About this exercise >> List each line of the data that holds the word "subargs".

Study material >>
PR #230, opened 2025-06-05
Bump required cmake version

lsf37:
As decided in the most recent TSC meeting, bump the required cmake version to the latest available at the moment. Update command line options accordingly (`--max-subargs-per-line` option no longer exists).

This will change/complain about the style in many of our existing `cmake` files, but at some point we do need to switch, because to keep the old version working, we'd need to pin too many other packages to old versions and thereby downgrade other tools.

See also https://github.com/seL4/seL4/pull/1479

### DIFF
--- a/misc/style-cmake.sh
+++ b/misc/style-cmake.sh
@@ -14,7 +14,6 @@ PROGNAME=${0##*/}
 # to provide definitions for custom function formatting.
 CMAKE_FMT="--line-width 100 \
            --tab-size 4 \
-           --max-subargs-per-line 3 \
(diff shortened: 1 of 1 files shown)


Indanz (approved):
0.6.13 seems awfully specific, isn't it save to fix it to 0.6.x?

lsf37:
> Would be nice if the build system is stable for decades. Oh wait, that would be make...
> 
> (I still don't see how cmake is in any way better than make, other than being slightly faster, but let's not open that discussion here.)

I don't disagree, wasn't my first choice either :-)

Worked solution >>
As decided in the most recent TSC meeting, bump the required cmake version to the latest available at the moment. Update command line options accordingly (`--max-subargs-per-line` option no longer exists).
-           --max-subargs-per-line 3 \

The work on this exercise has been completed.